Bedeutet im Klartext, dass die KI umgehend das passende Klatschgeräusch findet, wenn sie ein Foto von klatschenden Händen zu Gesicht bekommt. In Anbetracht der mangelhaft oder überhaupt nicht klassifizierten Daten im Internet wittert Google hier nicht von ungefähr einen Meilenstein des technischen Fortschritts.

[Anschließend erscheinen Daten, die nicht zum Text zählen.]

PR #3479, opened 2026-09-15
fix(signals): five hold-consistency fixes — re-park sweep, first observer, lane outside view, zombie readers, unchanged-pass trims

### LINKED ISSUE #3456: Conditional JSX stays hidden after an async branch is cancelled
### Describe the bug

Switching away from a pending async branch leaves the panel displaying `"hidden"`, even after all async work finishes and `count()` displays `2`.

Removing `async` from `selected` avoids the issue.

https://s.olid.uk/id/rBKUu262Tm2wuvqomN-GUA

1. Wait for initialization.
2. Click Run.
3. Wait for the async work to finish. Count shows `2`, but Panel stays `"hidden"`.

### Expected behavior

Panel should show `0`.

### Screenshots or Videos

_No response_

### Platform

Verified with compiled JSX in jsdom, in development and production builds.

### Additional context

Reproduces on next at d80cd1f6, including the merged fixes in #3371 and #3439. Might be related to their pending-recovery or conditional-dependency handling.

### LINKED ISSUE #3458: Revealing a pending async memo displays its old value alongside updated inputs
### Describe the bug

Revealing B while A is pending lets Count and A publish `1` while the visible B still shows `0`. Both async memos derive directly from Count.

https://s.olid.uk/id/Laazgf4sR6axjK-j7u678g

1. Wait for initialization.
2. Click Run.
3. After about one second, Count and A show `1` while B shows `0`.

### Expected behavior

B should remain hidden until it can display an answer consistent with Count, or the update should remain held.

### Screenshots or Videos

_No response_

### Platform

- OS: Windows
- Browser: Firefox

### Additional context

Reproduces on next at 0d8347ad.

### LINKED ISSUE #3460: Existing and newly revealed latest readers display different values
### Describe the bug

A newly revealed call to `value()` displays `1` while an existing call to the same getter still displays `0`. `value` calls `latest(count)`; its async derivation is still pending.

https://s.olid.uk/id/vELCzqgoTuqSuxG63N9TwQ

1. Wait for initialization.
2. Click Run.
3. After half a second, Late shows `1` while Value and Details still show `0`.

### Expected behavior

The existing and newly revealed calls to the same latest getter should display the same published value.

### Screenshots or Videos

_No response_

### Platform

- OS: Windows
- Browser: Firefox

### Additional context

Reproduces on next at 0d8347ad.

### LINKED ISSUE #3463: Pending removal releases latest while its async reader is still visible
### Describe the bug

Requesting removal of Details during an action lets Value publish `1` while Details still displays `0`. The removal has not committed: Show remains `true` and Details is still visible.

https://s.olid.uk/id/1p837acQT8GtS13XyPDEfA

1. Wait for initialization.
2. Click Run.
3. Value shows `1` while Show is still `true` and Details still shows `0`.

### Expected behavior

While Details remains visible, it should stay consistent with Value. Requesting its removal should not stop it from blocking publication before the removal actually becomes visible.

### Screenshots or Videos

_No response_

### Platform

- OS: Windows
- Browser: Firefox

### Additional context

Reproduces on next at 0d8347ad.

### LINKED ISSUE #3469: Same-value branch switch leaves a synchronous memo inconsistent with its inputs
### Describe the bug

While B is held at `0`, updating A to `2` leaves Selected showing `1`.

Selected is `b() ? b() : a()`, so with the displayed inputs A=`2` and B=`0`, it should select A.

https://s.olid.uk/id/qbPG6OYNRoG2FZgYcpia-Q

1. Wait for initialization.
2. Click Run.
3. After half a second, A shows `2`, B shows `0`, and Selected still shows `1`.

### Expected behavior

Selected should remain consistent with the published inputs. Either A should remain held, or Selected should update alongside it.

### Screenshots or Videos

_No response_

### Platform

- OS: Windows
- Browser: Firefox

### Additional context

Related to #3461, fixed by #3464. This version uses a synchronous memo, and switching branches initially produces the same value (`1`). A subsequent update to the previously selected source exposes the inconsistency.

Reproduces on next at 347a5ca7.

ryansolid:
Batch 2 of @GabbeV's hold-consistency reports, audited against `next` after #3473. Each reproduced at the core level and pinned; every issue pin fails on the base commit (verified), the twin pins (existing behavior) pass on both.

Closes #3456, closes #3458, closes #3460, closes #3463, closes #3469.

## Ruling applied (#3460)

Maintainer: *"a held lane is basically a micro transition from the outside… we wouldn't hold a sync write on a transition. Lanes are the same."* A render effect **off** a held lane is a stale reader of it: it sees the committed value (which is what is on screen — the lane defers its own readers' runs), publishes now, entangles nothing, and re-runs at the release. `latest()` is not special — same rule for a `createOptimistic` source. Inside, a reader on the lane sees the lane's values and the parent transaction's landings as before.

## Fixes

| Issue | Rule | Mechanism |
|---|---|---|
| #3456 conditional stays hidden after its async branch is cancelled | pending-source model | `recompute`'s catch settles every source the earlier pass carried that the re-parked set no longer contains (the re-park twin of the unchanged-value recovery sweep) |
| #3458 revealing a pending memo shows its old value beside updated inputs | A15 reveal corollary, first-observer arm | `heldFromStale`: when the transaction has no entry for the flight, the reader (its first observer) notifies the pending status up its queue chain under the transaction — INV-3, the one registration site |
| #3460 existing and newly revealed `latest` readers disagree | A15 lanes corollary, A17 | `readsHeldCommitted` (lanes.ts) from `read()`'s override arm (`CONFIG_HAS_LANE`-gated hook) and `latestRead`; the release re-run rides the lane's own render queue |
| #3463 pending removal releases `latest` while its reader is visible | A15 | `reporterBlocksSource(reporter, source, verdict)`: a zombie is live until the commit that disposes it; moot only for the verdict of the transaction staging its removal. `sourceObserved` keeps a zombie the verdict passed over |
| #3469 same-value branch switch leaves a memo inconsistent | A30 | `heldTrims`: an unchanged pass's dep trim waits on the flush's verdict (drained at commit, dropped on park); creation / OPT-dirty / tracked-effect passes trim at once |

## Semantics check

- #3469's memo arm resolves to the *held* outcome (`A: 2` reveals with `B: 1`) — the memo is served the staged `b` and enters the hold (A29). This is the pre-existing `sum = a() + b()` behavior on `next`, not a new shift; the report accepts either outcome. The render-effect arm follows its inputs at once (`Selected: 2` on the write, `1` at the commit).
- The body-end supersession pin (A18) is unaffected: a demoted lane is not held, so the override is the visible value.
- No existing test expectation changed.

## Docs

A15 (lanes corollary extended; first observer; zombie readers), A17 (every render effect off the lane sees the committed view), A30 (#3469 paragraph); INTERNALS §2/§3 bullets; RULES-INDEX regenerated.

## Size

Core floor 24,478 → 24,873 (+395; ceiling bumped to 25,000 with the seams listed in `treeshake.test.ts`). All five are core-retained; the #3460 rule itself lives in `lanes.ts` and sheds with the engine. One golf pass applied (`verdict` passed through as the transaction, no ternaries).

## Tests

signals 190/190 files, solid 28/28, web 93/93 against the rebuilt `dist/`.

New pins: `tests/pending-source-repark.test.ts`, `tests/first-observer-stale-reader.test.ts`, `tests/lane-outside-view.test.ts`, `tests/held-frame-dependencies.test.ts`.

## Review follow-up: lanes stage (third commit)

@GabbeV's differential fuzzing on the first commit found `1:0` — an optimistic value that never finished preparing revealed beside its old derivation — and, once that was fixed, a torn-tuple class in the `latest` cohort: an outsider mounted mid-hold saw the source's committed `0` beside a derivation's speculative `1`. The #3460 rule needs the committed view to be a *whole frame*, and the lane mechanism couldn't serve one because lane members direct-committed their speculative results into `_value` (INV-11's "lane direct commit").

Ruling: **an optimistic derivation is an override.** A lane pass on a memo now publishes into the override slot as a *derived override* (`laneOverride`, `CONFIG_DERIVED_OVERRIDE`); `_value` stays committed. The lane's own readers and direct reads see the optimistic frame, a reader off the lane sees the committed one, neither torn. The revert *promotes* a derived override the truth confirmed (no re-ask waterfall after the reveal) and drops one it superseded. A derived override is a plain member everywhere a written override means intent (merging, pending propagation, body-end supersession, the authoritative-blockage census, the hold census).

Two corollaries the fuzzer forced: off the lane is *provenance, not membership* (a pass under the lane's own transaction — its async's landing re-entering it — is the lane's work), and every pass over a live lane member carrying a derived override is the lane's pass whatever channel dirtied it (a boundary reset re-ran a lane-born memo plainly; A18's sync twin took its re-derived lane view for a differing truth and demoted the lane — `latest-1 #2481`, the boundary published `undefined`).

Fuzzer (8 cohorts × 2 seeds × 5000, this tree vs `next`): `latest` S1 published-derivation disagreements 57→5 / 52→6, torn tuples to an effect 26→0; `branches` S1 13→2 / 16→2, required-reader L1 6→0 / 10→2; everything else flat. Six new O1 findings in `latest` are the fuzzer's model disagreeing with the #3460 ruling (a ready optimistic source not publishing to an *outsider* while the action is open) — that is the rule, not a regression.

Size: isPending/latest 11.90→12.05 KB, store app 29.60→29.75, hydrating 19.60→19.70 (brotli scattered a ~40 B branch ±50 B across scenarios). A17 and INV-11 amended; two new pins in `lane-outside-view.test.ts`, plus the #2481 one.


GabbeV:
> AI-assisted differential fuzzing found a regression on `3fb38bfe` compared with `next` at `1de80f40`. Independently reproduced outside the fuzzer in development and production, including compiled JSX in jsdom.
>
> **An optimistic value that never finished preparing becomes visible when the action ends, alongside its old derived value.**
>
> ```tsx
> import { render } from "@solidjs/web";
> import { action, createMemo, createOptimistic, createSignal } from "solid-js";
>
> const delay = <T = void,>(ms: number, value?: T) =>
>   new Promise<T>(r => setTimeout(r, ms, value));
>
> export default function App() {
>   const [source, setSource] = createSignal(0);
>   const [value, setValue] = createOptimistic(source);
>   const fast = createMemo(async () => value());
>   const details = createMemo(() => delay(1500, fast()));
>
>   const save = action(function* () {
>     setValue(1);
>     yield delay(500);
>     setSource(0);
>   });
>
>   return <>
>     <button onClick={() => save()}>Run</button>
>     <p>{`${value()}:${details()}`}</p>
>   </>;
> }
>
> render(() => <App />, document.getElementById("root")!);
> ```
>
> Wait for `0:0`, then click:
>
> - **next:** stays at `0:0`.
> - **This PR:** shows `1:0` when the action finishes, then returns to `0:0` when the corrective details resolve.
>
> The optimistic `1:1` never committed. Its details are still pending when the action ends, so revealing only the optimistic input produces a mixed frame. This persists across tasks; it isn't just an intermediate state within a flush.
>
> In a diagnostic build, making `readsHeldCommitted()` return `false` removes this regression. It also removes 75 of the 77 differential findings from the 95,000-case campaign, which suggests this path is a useful starting point. That disables both the committed-view selection and release re-enqueueing, so it doesn't yet distinguish which part needs adjusting.
>
> This isn't a suggestion to remove the new outside-lane rule. The intended stale-reader behavior makes sense; the problematic consequence here is the extra reveal at action completion exposing an optimistic frame that never became ready.

ryansolid:
> Fixed in 3e80a2559 — thank you for the fuzzer, it earned its keep twice here.
>
> Your `1:0` frame: the landing of `fast` re-entered the lane's transaction with no ambient lane, and the #3460 outsider rule read that pass as a stale reader — it published the committed view and queued a replay that later revealed `1` beside the stale `0`. Off the lane is now provenance, not membership: a pass under the lane's own transaction is the lane's work.
>
> With that fixed, the `latest` cohort surfaced the deeper issue: an outsider mounted mid-hold saw `latest(count)`'s committed `0` beside a memo's speculative `1`, because lane members direct-committed their results into `_value`. The committed view #3460 promises has to be a whole frame, so lanes now stage — a lane pass on a memo publishes a *derived override*, `_value` stays committed, and the revert promotes it when the truth confirmed it. Your cohort's S1 count went 57 → 5 on seed 1 and 52 → 6 on seed 2, torn tuples to an effect 26 → 0. The last one it found (latest-1 #2481, a boundary reset re-running a lane-born memo, publishing `undefined`) is fixed and pinned too.
>
> Six new O1 findings in `latest` are the model disagreeing with the #3460 ruling itself — a ready optimistic source does not publish to a reader *off* the lane while the action is open. If you think the model has the better of that argument, say so; it is the ruling I'd want challenged, not the mechanism.
>
> — *Claude via Cursor*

Spiele als willkommene Herausforderung

Zu den weltweit beliebtesten Kartenspielen gehört Blackjack. Beinahe jedem ist es ein Begriff, die allerwenigsten vermögen es aber zu spielen. Dabei ist die Sache rasch erklärt. Spieler und Croupier erhalten erst je 2 Karten. In Abhängigkeit der Punktzahl entscheidet sich der Spieler sodann für eine weitere Karte, um möglichst nahe an die 21 heranzukommen oder wenigstens eine höhere Punktzahl als der Croupier zu haben. Schiesst er übers Ziel von 21 hinaus, hat er automatisch verloren. Was auf den ersten Blick recht simpel anmutet, bedarf durchaus der Übung und Erfahrung. Es gebietet die Vernunft, sich bei Online-Casinos über die einschlägigen Strategien schlauzumachen.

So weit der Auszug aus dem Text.